Il y a les lois, et la façon dont elles sont appliquées par les exécutants, sur le terrain.
L'armée allemande ne s'est jamais embarrassée de protocole humaniste, tant dans les combats que dans le traitement de prisonniers. Tous ceux qui ont une bibliothèque de moyenne importance sur la SGM auront eu un aperçu des procédés d'une armée et d'un régime qui a commencé la guerre en mettant des uniformes polonais, et qui l'a terminée en mettant des uniformes américains. Hors des élégances des grandes percées victorieuses, la guerre allemande n'a été faite que de coups tordus, dont il serait oiseux de faire ici l'énumération même succinte. Le traitement des prisonniers Noirs et arabes, ou soviétiques, le démontre amplement, ainsi que le destin de l'infirmerie du Vercors.
Qu'on puisse, 60 ans aprés, à froid, ne vouloir s'en tenir qu'aux textes réglementaires, et aux rapports de chefs d'état-major ne donnera qu'une vue tronquée et inexacte.
Il y a la guerre des historiens, qui s'interrogent sur le sens d'un mot, d'une phrase, d'une virgule, sur un message personnel de Darlan, de Badoglio ou de Horthy.
Et la guerre par ceux qui l'ont faite, et c'est tout autre chose.
En sens inverse, dans le camp allié, la barbarie a suscité un effet boomerang, et la même barbarie, nous sommes bien d'accord. Dés juin 1940, les Sénégalais de l'armée française coupaient les oreilles des Italiens, sur le front de Menton. Et la pratique s'est étendue à toutes les armées dans tous les camps.
Certains régiments de paras américains avaient repris la coupe de cheveu et le maquillage de guerre des Indiens, mais aussi la pratique du scalp, qui est pudiquement omise par les chroniqueurs.
Les Allemands n'ont jamais hésité à tirer sur les véhicules sanitaires, ou les blessés anglo-américains, en toute connaissance de cause. Ce qui ne les empêchait pas, comme à Falaise, d'utiliser des convois d'ambulances pour apporter troupes fraiches et munitions au front. Un ancien du GC "Ile de France" me l'a relaté. Ca ne figure évidemment sur aucun acte officiel, encore moins juridique.
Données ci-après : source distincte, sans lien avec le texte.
Issue #28, opened 2017-08-25
ana_scans.py doesn't fail if one of the subcommand fails


lmoureaux:
## Brief summary of issue

`ana_scans.py` invokes other commands such as `anaUltraScurve.py`. However, `ana_scans.py` doesn't notice when one of those commands fails, and will happily keep running. `ana_scans.py` will exit with status code zero even if somewhat went horribly wrong. It should instead follow the usual conventions and return a non-zero status code.

### Types of issue
- [ ] Bug report (report an issue with the code)
- [x] Feature request (request for change which adds functionality)

## Expected Behavior
If one of the subcommands fails, I expect `ana_scans.py` to at least report a non-zero status code.

## Current Behavior
The status code is always zero (except maybe when killed).

## Context (for feature requests)
Was trying to use `ana_scans.py` to setup unit tests on Travis (see #27).

## Your Environment
* Version used: master, master prior to bug #24 got fixed
* Python version: 2.6.x, 2.7.x
* More details in #27

PR #23, opened 2017-08-23
Addressing issue #22 - Symlinks for mapping/chamberInfo.py

bdorney:
## Description

Addressing: https://github.com/cms-gem-daq-project/gem-plotting-tools/issues/22

### Types of changes

- [ ] Bug fix (non-breaking change which fixes an issue)
- [X] New feature (non-breaking change which adds functionality)
- [ ] Breaking change (fix or feature that would cause existing functionality to change)

## Motivation and Context

Quality of life improvement.

## How Has This Been Tested?

Tested: http://cmsonline.cern.ch/cms-elog/1005667

## Checklist:

- [X] My code follows the code style of this project.
- [ ] My change requires a change to the documentation.
- [ ] I have updated the documentation accordingly.
- [X] I have added tests to cover my changes.
- [X] All new and existing tests passed.

PR #29, opened 2017-08-25
Let ana_scans fail when any command fails

lmoureaux:
## Description
Addresses #28 

### Types of changes

## Motivation and Context

Needed for unit testing, see #27 and #28

## How Has This Been Tested?

Tested on Travis with `--anaType=scurve`. Worked fine both in case of success and in case of failure of the main analysis (output logs [here](https://travis-ci.org/lmoureaux/gem-plotting-tools/jobs/268001263) (success), and [here](https://travis-ci.org/lmoureaux/gem-plotting-tools/jobs/267992000) (analysis fails)).

## Checklist:

- [x] I have added tests to cover my changes (not in this PR though).
- [x] All new and existing tests passed (not in this PR though).

### DIFF
--- a/ana_scans.py
+++ b/ana_scans.py
@@ -125,15 +125,22 @@ def launchAnaArgs(anaType, cName, cType, scandate, scandatetrim=None, ztrim=4.0,
   try:
     log = file("%s/anaLog.log"%(dirPath),"w")
  
-    #runCommand(cmd,log)
-    runCommand(cmd)
+    #returncode = runCommand(cmd,log)
+    returncode = runCommand(cmd)
+    if returncode != 0:
+      print "Error: command exited with non-zero code %d" % returncode
+      return returncode
     for item in postCmds:
-      runCommand(item)
+      returncode = runCommand(item)
+      if returncode != 0:
+        print "Error: command exited with non-zero code %d" % returncode
+        return returncode
       pass
   except CalledProcessError as e:
     print "Caught exception",e
+    return -1
     pass
-  return
+  return 0
 
 if __name__ == '__main__':
   import sys,os,signal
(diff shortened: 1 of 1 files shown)


ana_scans.py
```diff
@@ -125,15 +125,22 @@ def launchAnaArgs(anaType, cName, cType, scandate, scandatetrim=None, ztrim=4.0,
   try:
     log = file("%s/anaLog.log"%(dirPath),"w")
  
-    #runCommand(cmd,log)
-    runCommand(cmd)
+    #returncode = runCommand(cmd,log)
+    returncode = runCommand(cmd)
```
jsturdy: Why did the logging get removed?

ana_scans.py
```diff
@@ -217,13 +224,20 @@ def launchAnaArgs(anaType, cName, cType, scandate, scandatetrim=None, ztrim=4.0,
...
       pool.close()
       pool.join()
+      print "Results:", res.get()
+      for returncode in res.get():
+        if returncode != 0:
+          sys.exit(returncode)
+        pass
     except KeyboardInterrupt:
       print("Caught KeyboardInterrupt, terminating workers")
       pool.terminate()
```
jsturdy: Why no `sys.exit(-1)` here?  Or, why present in the other `except` blocks?

ana_scans.py
lmoureaux: Wasn't me ;-) See bug #6

ana_scans.py
lmoureaux: I used `sys.exit(-1)` to indicate an exception in `ana_scans.py`. When `ana_scans.py` works properly, the exit code of (the first failing) subcommands is just forwarded to the caller.

ana_scans.py
jsturdy: OK, I guess I'll force @dorney to fix it in #23 since he introduced it originally

ana_scans.py
jsturdy: OK, so you're not interested in a `-1` when you get a `KeyboardInterrupt`?

lmoureaux: Not for unit tests, but that's inconsistent behavior

ana_scans.py
bdorney: Addressed in 311371684a8de283af669bf83ed0139eb4e76af5

lmoureaux:
No, as I wouldn't be able to test it.

PR #52, opened 2017-10-23
Updating TBranch Names for Analysis Scripts

bdorney:
## Description

Accounts for changes in branche names:

- `lat` -> `latency`
- `vthr` -> `vth1`

as described here: https://github.com/cms-gem-daq-project/vfatqc-python-scripts/pull/144

### Types of changes

## Motivation and Context

See discussion: https://github.com/cms-gem-daq-project/vfatqc-python-scripts/pull/144

## How Has This Been Tested?

Taking new data and analyzed it, see screenshots: http://cmsonline.cern.ch/cms-elog/1017334

## Checklist:

### DIFF
--- a/anaUltraLatency.py
+++ b/anaUltraLatency.py
@@ -50,12 +50,12 @@ latMin = 1000
 latMax = -1
 nTrig = -1
 for event in inF.latTree:
-    dict_hVFATHitsVsLat[int(event.vfatN)].Fill(event.lat,event.Nhits)
-    if event.lat < latMin and event.Nhits > 0:
-        latMin = event.lat
+    dict_hVFATHitsVsLat[int(event.vfatN)].Fill(event.latency,event.Nhits)
+    if event.latency < latMin and event.Nhits > 0:
+        latMin = event.latency
         pass
-    elif event.lat > latMax:
-        latMax = event.lat
+    elif event.latency > latMax:
+        latMax = event.latency
         pass
 
     if nTrig < 0:
--- a/anaUltraScurve.py
+++ b/anaUltraScurve.py
@@ -105,8 +105,8 @@ if options.SaveFile:
     myT.Branch( 'panPin', panPin, 'panPin/I' )
     trimRange = array( 'i', [ 0 ] )
     myT.Branch( 'trimRange', trimRange, 'trimRange/I' )
-    vthr = array( 'i', [ 0 ] )
-    myT.Branch( 'vthr', vthr, 'vthr/I' )
+    vth1 = array( 'i', [ 0 ] )
+    myT.Branch( 'vth1', vth1, 'vth1/I' )
     trimDAC = array( 'i', [ 0 ] )
     myT.Branch( 'trimDAC', trimDAC, 'trimDAC/I' )
     threshold = array( 'f', [ 0 ] )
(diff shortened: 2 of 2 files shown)


bdorney:
> I think in some places (`ultraThreshold`) `vth1` and `vth2` are set separately and `vthr` is `vth2`-`vth1`, as it is in VFAT2. Granted this is different from VFAT3, but consistency can still be achieved, can you check that this change doesn't introduce any semantic discrepancies?

Yeah I had a similar thought as well and was also concerned so I checked when I was designing this.  In the master branch we previously had:

- `vth1` is `VThreshold1` in `ultraThreshold.py` and is `VThreshold1` in `ultraLatency.py`
- `vth2` is `VThreshold2` in `ultraThreshold.py` but never used; and is `VThreshold2 in `ultraLatency.py`
- `vthr` (is `vth1` in [ultraScurve.py](https://github.com/cms-gem-daq-project/vfatqc-python-scripts/blob/699d4286180315111fdfb0e54821b29c2c4b30e1/ultraScurve.py#L162))
- `vth` this is `vt1 - vt2` in [ultraThreshold.py](https://github.com/cms-gem-daq-project/vfatqc-python-scripts/blob/699d4286180315111fdfb0e54821b29c2c4b30e1/ultraThreshold.py#L120).

So this change does not cause a systematic discrepancy and reduces complexity/ambiguity with regard to our branches for `VThreshold1`, `VThreshold2` and their difference.

jsturdy:
So to summarize:
* All trees currently have branches for `VThreshold1/2` (VFAT2 specific) 
* `vthr` is proposed to change to be `VThreshold1` which is:
  * incorrect (but accidentally fine) for V2 (though @cbravo135 likes to mention "the chip designers gave us this handle, we shouldn't code it out of utility")
  * correct for V3 (modulo the change in name of the register)

bdorney:
I don't follow what you mean by:

> vthr is proposed to change to be VThreshold1 which is:

Right now in the master branch the TBranch `vthr` is `VThreshold1`.  My proposal is to reduce ambiguity by stopping the usage of different names for the same quantity.  Maybe we are talking about the same thing and I haven't understood.

For handling the case of `V2b` and `V3` I would propose that the TBranch names have the same names but a table showing the correspondence be added to both the `vfatqc-python-scripts` repo and the `gem-plotting-tools` repo.  For example see:

https://github.com/cms-gem-daq-project/vfatqc-python-scripts/issues/145

jsturdy:
What I'm trying to say is that `vthr` is used to mean the "threshold" applied to the chip as a whole, in all places.
However, in `ultraThreshold` it is done "correctly", while in `ultraScurve` (maybe others) it is done incorrectly, but it is accidentally correct (since `VT2` is currently, always set to 0).  If the value written into the `tree` for `vthr` is changed to `VT1` alone, then it becomes "incorrect" (for `VFAT2`)

I definitely agree, `vthr` *should* be the "threshold" applied to the chip as a whole (whatever that means, but semantically consistent), so I would propose that it be changed (everywhere) as:
* in `VFAT2` `VT2-VT1` (has the downside that the value is now negative, while it was in the past positive in some places, but has the upside that it is the correct representation of the circuit)
* in `VFAT3` (whatever the new register is...)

Mais les pilotes de la RAF, à partir de ce moment, ont tiré sur toutes les croix rouges du front de Normandie. Avec des impacts souvent trés explosifs!
Quant aux viols, ils entrent dans la vieille tradition guerrière qui fait des femmes le repos du guerrier. On ne parle que des viols de l'armée rouge, par vieux parti pris anti-communiste. Mais c'est omettre le système impeccable de l'armée allemande d'organiser et codifier le viol de masse. Les femmes polonaises ou russes, raflées, tatouées, et affectées à des bordels de campagne, avec une ampleur dans les effectifs suffisante pour satisfaire les besoins de toute l'armée allemande. Pour les officiers et les élites, il y avait des bordels plus sélects, avec les plus belles oiselles du troupeau. Ray Petitfrère (puisque vous aimez les textes) atteste de bordels d'enfants en Lituanie, au bénéfice des pédophiles en uniforme.
Mais il y a trés peu d'informations sur les viols commis par les soldats allemands "korrects" et vainqueurs, à l'Ouest, en juin 1940. La propagandastaffel a fait du bon boulot. Pour les Français de 2005, comme ceux de 40, l'entrée des Allemands, c'était le défilé d'athlètes blonds et bronzés, tête nue, qui chantaient si bien, au pas cadencé.
Idem même pour les libérateurs de 1944, qui étaient pourtant reçus à bras ouverts, et ne devaient guère se voir opposer de refus. Un témoignage de prêtre, à Bayeux, relate les chaudes bagarres nocturnes entre Anglais et Américains, pour s'accaparer les faveurs des Normandes. Les archives américaines concèdent un total de 17000 viols commis en France par les G.Is, en 1944. Chiffre officiel, pour les affaires connues et jugées.
Pour les viols commis en Allemagne, du côté "alliés de l'Ouest", aucune statistique n'existe.
On ne fait pas la guerre avec des enfants de choeur. Et si on la réduit à une sorte de kriegspel rétroactif, avec des "si" et des "il eut fallu" on crée un univers virtuel et surréaliste, et on perd de vue la réalité.
Il ne faut pas se voiler la face, la guerre, c'est cela aussi.